Некоторые историки понимают свою работу как изучение только индивидов, причем часто индивидов без всякой фигурации — людей, которые в каком-либо смысле совершенно независимы от других людей. Некоторые социологи представляют свою работу как изучение одних фигураций, фигураций без индивидов — обществ или «систем», которые в каком-либо смысле совершенно независимы от отдельных людей. Оба эти представления, как мы видим, вводят в заблуждение. При более внимательном рассмотрении мы обнаруживаем, что эти две специальные науки просто обращают свое внимание на различные слои, или уровни, одного и того же феномена.
Формы взаимосвязи событий на этих уровнях во многом различны. Соответственно, мыслительные категории и исследовательские методы, необходимые для их раскрытия, требуют известной специализации. Но поскольку сами эти уровни абсолютно неотделимы друг от друга, специализация без координации и здесь означает, как то бывает нередко, ложную ориентацию работы исследователей и напрасную трату человеческой энергии.
Стремление к более плодотворной координации работы историков и социологов в настоящее время еще терпит неудачу из-за отсутствия единой теоретической канвы, с которой могли бы соотноситься в своей работе как социологические, так и исторические исследования. Без такой единой теоретической системы координат чрезвычайно легко возникает впечатление, что мы пытаемся свести работу на одном уровне к работе на другом уровне. То, что мы, в порядке введения, сказали здесь о соотношении истории и социологии, представляет собою первый шаг к такой единой теоретической канве исследований. Она в долговременной перспективе предвещает, конечно, значительную переориентацию этих двух не соотнесенных друг с другом специальных дисциплин, но никак не конец специализации наук вообще.
Могут сказать, что исследование, подобное предлагаемому здесь, предполагает лишь ограниченный социологический анализ и потому чрезмерно смещает акценты в сторону принципиальных теоретических проблем. Изначально инициатива его исходила от издателей этой серии, которые — разумеется, не без оснований — чувствовали, что при теперешнем состоянии мышления и знания социологическое изучение прошедшей и потому считающейся «исторической» эпохи требует прояснения отношения между социологическим и историческим исследованиями.
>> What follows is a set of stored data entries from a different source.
PR #597, opened 2023-08-18
PoW Faucet

harryttd:
Tezos faucet chart updates for the new PoW challenge functionality.

See https://github.com/oxheadalpha/tezos-faucet-backend/pull/2 and https://github.com/oxheadalpha/tezos-faucet/pull/16

Notable changes:
- Can configure separate RPC url for the backend code. This way the backend can query the k8s node rpc service directly.
- Deploying the frontend is now optional, so you can have just a programmatic faucet.
- Added pod security context, service account, plus other Helm k8s configuration options.
- Removed unused secret.
- General cleanup and improvement.

### DIFF
--- a/charts/tezos-faucet/templates/configmap.yaml
+++ b/charts/tezos-faucet/templates/configmap.yaml
@@ -1,3 +1,4 @@
+{{- if .Values.enableUI }}
 apiVersion: v1
 kind: ConfigMap
 metadata:
@@ -11,17 +12,18 @@ data:
 {{- end }}
 {{- $_ := set .Values.config.application "profiles" $newProfiles }}
 {{ .Values.config | mustToPrettyJson | indent 4 }}
-
 ---
+{{- end }}
+
 apiVersion: v1
 kind: ConfigMap
 metadata:
   name: faucet-backend-config
   namespace: {{ .Release.Namespace }}
 data:
-  AUTHORIZED_HOST: {{ .Values.authorizedHost }}
+  AUTHORIZED_HOST: "{{ .Values.authorizedHost }}"
   DISABLE_CHALLENGES: "{{ .Values.disableChallenges }}"
   ENABLE_CAPTCHA: "{{ .Values.enableCaptcha }}"
   MAX_BALANCE: "{{ .Values.maxBalance }}"
-  REDIS_URL: {{ .Values.redis.url }}
-  RPC_URL: {{ .Values.config.network.rpcUrl }}
+  REDIS_URL: "{{ .Values.redis.url }}"
+  RPC_URL: "{{ required "config.network.rpcUrl is required." .Values.config.network.rpcUrl }}"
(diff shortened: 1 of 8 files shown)


charts/tezos-faucet/values.yaml
```diff
@@ -1,33 +1,72 @@
...
-  tezos_faucet_backend: ghcr.io/oxheadalpha/tezos-faucet-backend:latest
-authorizedHost: "'*'"
+# Faucet backend: https://github.com/oxheadalpha/tezos-faucet-backend
+# Faucet frontend: https://github.com/oxheadalpha/tezos-faucet
 
-# if your balance is over the max, the faucet won't give you more tokens
-maxBalance: 12000
+images:
+  tezosFaucet: ghcr.io/oxheadalpha/tezos-faucet:2.0.0
+  tezosFaucetBackend: ghcr.io/oxheadalpha/tezos-faucet-backend:2.0.0
```
nicolasochem, line 6: why not latest?

charts/tezos-faucet/templates/deployment.yaml
```diff
@@ -15,34 +15,77 @@ spec:
...
         # https://helm.sh/docs/howto/charts_tips_and_tricks/#automatically-roll-deployments
-        checksum/config: {{ include (print $.Template.BasePath "/configmap.yaml") . | sha256sum }} 
+        checksum/config: {{ include (print $.Template.BasePath "/configmap.yaml") . | sha256sum }}
     spec:
+      restartPolicy: Always
+      {{- with .Values.imagePullSecrets }}
+      imagePullSecrets:
+        {{- toYaml . | nindent 8 }}
+      {{- end }}
+      serviceAccountName: {{ include "tezos-faucet.serviceAccountName" . }}
```
nicolasochem, line 25: why is this needed?

charts/tezos-faucet/templates/configmap.yaml
```diff
@@ -1,21 +1,32 @@
...
 apiVersion: v1
-data:
-  config.json: |
-{{ .Values.config | mustToPrettyJson | indent 4 }}
 kind: ConfigMap
 metadata:
   name: faucet-config
   namespace: {{ .Release.Namespace }}
+data:
+  config.json: |
```
nicolasochem, line 8: why replace a kitchen-sink configuration passthrough with something more rigid?

charts/tezos-faucet/values.yaml
harryttd: If faucet code changes and releases, then  it's possible a faucet deployment could end up pulling the latest images, while the chart code is not updated to handle it.

charts/tezos-faucet/templates/deployment.yaml
harryttd: it's just one of the properties that exist on sts's and deployments. Chart generator will create one with it. It's so the pods can interact as a specific service account that may have custom permissions.

charts/tezos-faucet/templates/configmap.yaml
harryttd: Profiles now have added configuration which is for the challenges. I can't just pass the profiles object like it currently is because it contains that info. If i did, the frontend would be getting that info and it shouldn't. The frontend should not know anything about the difficulty and amount of challenges needed. Albeit right now these numbers are not dynamic, they will be more dynamic as we go forward.

nicolasochem (approved):
lgtm

PR #1906, opened 2020-07-15
Feature/notify channel settled

### LINKED ISSUE #1824: Notification when other party settled channel
## Description

When the other party of a channel has settled, the channel disappears from the channel list. Therefore he has to go to the token withdraw screen of his account to get the tokens back on his main account. This requires advanced knowledge of
the dApp.
A nice solution would be to get a notification of a settled channel. This notification allows then to get forwarded to the withdraw screen. Thereby this event gets not missed by the user and he gets pointed where to withdraw.

## Acceptance criteria
- user receives notification when other party has settled a channel
- notification somehow points the user to how claiming his tokens

## Tasks
- [ ] Need to have the snackbar pr closed before we start more work on notifications
- [ ] Expose event in the SDK
- [ ] In the notification, inform the user where on the account screen to get tokens back

weilbith:
Fixes #1824 

**Short description**
The notifications looks ugly due to the long addresses...

**Definition of Done**

1.
2.


raiden-dapp/src/services/raiden-service.ts
```diff
@@ -373,6 +389,46 @@ export default class RaidenService {
...
+    if (this._subkey) {
+      description +=
+        ' ' + i18n.t('notifications.settlement.success.withdrawal_hint');
+    }
+    await this.store.dispatch('notifications/notify', {
+      title: i18n.t('notifications.settlement.success.title'),
+      description,
+      context: NotificationContext.INFO,
+      importance: NotificationImportance.HIGH,
+    } as NotificationPayload);
```
andrevmatos, line 412: `as` is a type assertion, it may hide errors.. You may leave them here, since this is the pattern already accepted, but this should be improved in the future, either by having these action payloads typesafe (not easy right now with vuex, should be possible on Vue3) or by declaring the payload beforehand with `: NotificationPayload` type, then TS will complain if the object literal doesn't match the expected type.

weilbith: Actually typing get removed on Vuex > 4.? So maybe we should then take some time to make the whole store stuff properly typed. I have there some ideas. :grimacing:

weilbith:
Looks good again. I don't know what the issue was. I will resolve the conflicts and integrate the fixups now. Expect a rebase.

weilbith:
The `codeclimate` actions seem to not work anymore. I never responds. Therefore I'll force the merge.

PR #1907, opened 2020-07-15
sdk: check token balance before trying to deposit

### LINKED ISSUE #1905: Fail earlier and with specific code if there's not enough funds to deposit
## Description
The deposit (be it on channel open or its own action) isn't checked beforehand, and will fail only upon `setTotalDeposit`'s `estimateGas` (which happens only after `approve`).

Кроме того, оказалось, как, может быть, заметит читатель, весьма полезным запрячь ограниченную эмпирическую работу в одну упряжку с принципиальными теоретическими соображениями. Детали эмпирического исследования можно постичь в гораздо большем богатстве их отношений, если мы видим их теоретическое значение, а теоретические рассуждения можно усвоить лучше, если имеешь под рукой эмпирические данные, к которым они относятся.
Но задача введения ставит относительно узкие границы этим размышлениям о социологии и истории. Стоило бы, без сомнения, сказать о разных типах исторического и социологического исследования в их взаимном отношении. Здесь, однако, пришлось удовлетвориться тем, чтобы выделить некоторые основные проблемы исторической науки, имеющие особенное значение для соотношения ее с проблемами социологии. Разбор их показывает, каким образом и почему социологические исследования переориентируют работу истории в теперешнем ее понимании. Стоит, пожалуй, выделить из этого введения в виде некоторого резюме три пункта, которые важны для более успешного сотрудничества дисциплин и заслуживают более подробного рассмотрения.
Исторические исследования часто страдают от гетерономии оценок. Различение между тем, что представляется исследователю важным в силу ценностной шкалы его собственной эпохи и, особенно, в силу его собственных идеалов, и тем, что важно в контексте самой исследуемой эпохи — например, тем, что стоит выше или ниже в шкале ценностей живших тогда людей, — оказывается часто в высшей степени нечетким. Обычно берет верх обусловленная эпохой личная шкала ценностей историка. Она в значительной степени определяет характер постановки вопросов и отбор исторических свидетельств. Социологическое исследование требует более строгого исключения личных чувств или идеалов исследователя, или, иными словами, большей автономии оценки. В обеих областях исследователи не могут продвигаться вперед в своей работе и застревают в трясине недостоверного, если они некритически прилагают к изучаемой эпохе политические, религиозные и тому подобные мировоззренческие оценки их собственного общества как что-то само собою разумеющееся, вместо того чтобы ориентироваться в отборе и формулировке проблем на специфические связи и, в особенности, специфические шкалы ценностей, присущие самим изучаемым сообществам.